Hacker News new | ask | show | jobs
by weland 3973 days ago
The hardest bug I ever tracked to date resulted from a combination of me being a n00b at the time and legitimately being hard. It was a stack thrashing bug on an RTOS that ran on a system without MMU. To make things a little worse, GCC support for that platform was still very early at the time, so GDB would occasionally become confused, and did not support watches; besides, everything had gotten big enough at the time that there was no way to compile the whole system with debug symbols and no optimizations; the image was stripped and optimized for size.

The bug wasn't easy to reproduce: all we saw was that, every once in a while, when queried over $wirelessprotocol, the system would begin answering with crap values (it was supposed to measure some physical quantities, and crap values = meaningless, as in negative active power and hundreds of kV on a mains line), and if you kept on pounding it, it would eventually start "acting funny" -- randomly toggling LEDs and handling commands that were never given in the first place -- before eventually crashing. The problem was very far removed from its core; at first, all I was debugging was "system begins answering with thrashed values after a while".

I was two days into it when a more experienced colleague (I was a junior developer at the time) stepped in to help me. We began suspecting a process was smashing another process' stack when, after removing module after module, the bug was still not clearly reproducible by a particular sequence of steps, but the behaviour it triggered became fairly uniform.

We decided a good way to test this assumption was to modify the context switching routine to dump the current top of the stack over a serial line; unfortunately, that introduced additional delays that prevented the bug from occurring, so it didn't help us. We figured, however, that the handler for $wirelessprotocol's query was in the process that smashed the other process' stack, so we modified that handler to send the top of the stack over wireless (this is where not having a MMU helped, ironically :-) ). The base of the other process' stack could be obtained by just tracing context switches.

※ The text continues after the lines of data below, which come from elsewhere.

PR #1007, opened 2023-07-12
Macenko pca out of bounds fix

### LINKED ISSUE #1006: Potential bug in separate_stains_macenko_pca.py | Function: argpercentile
Hi!

First off, thanks to all developers and maintainers for this amazing package!

I am using HistomicsTK on Ubuntu 20.04.5 LTS.

During my work with it I noticed a potential bug in the file `separate_stains_macenko_pca.py' in the function argpercentile.

https://github.com/DigitalSlideArchive/HistomicsTK/blob/15262df548a2579846a0dcfd8b7f41e30ddff58e/histomicstk/preprocessing/color_deconvolution/separate_stains_macenko_pca.py#L121C1-L125C41

For instance, this function is used in line 98 with a value for p = 0.99:
https://github.com/DigitalSlideArchive/HistomicsTK/blob/4748f9d2e00216a59056c1a75c87f65dc6b271aa/histomicstk/preprocessing/color_deconvolution/separate_stains_macenko_pca.py#L98C4-L98C56

With p = 0.99, as soon as the size of the provided array is smaller than 51, the calculated index will be larger than the length of the array. This leads to an "out of bounds" error in the subsequent call of numpy.argpartition(arr, i)[i] on line 125.

arr.size = 50, p = 0.99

Sure enough, if enough commands piled up, that process (which was running some pretty intensive stuff, including floating point operations, on a very resource-constrained system) would smash into the next one's stack, messing up its context's registers.

In retrospect, this wasn't necessarily a difficult bug per se: the concept is well-understood and the theory behind it is trivial. The biggest problem is that it challenges the fundamental way we debug programs: when the CPU starts doing crap, we assume we've instructed it to do crap, and it's (correctly!) following consistently bad instructions. In this case, the CPU ended up following random instructions.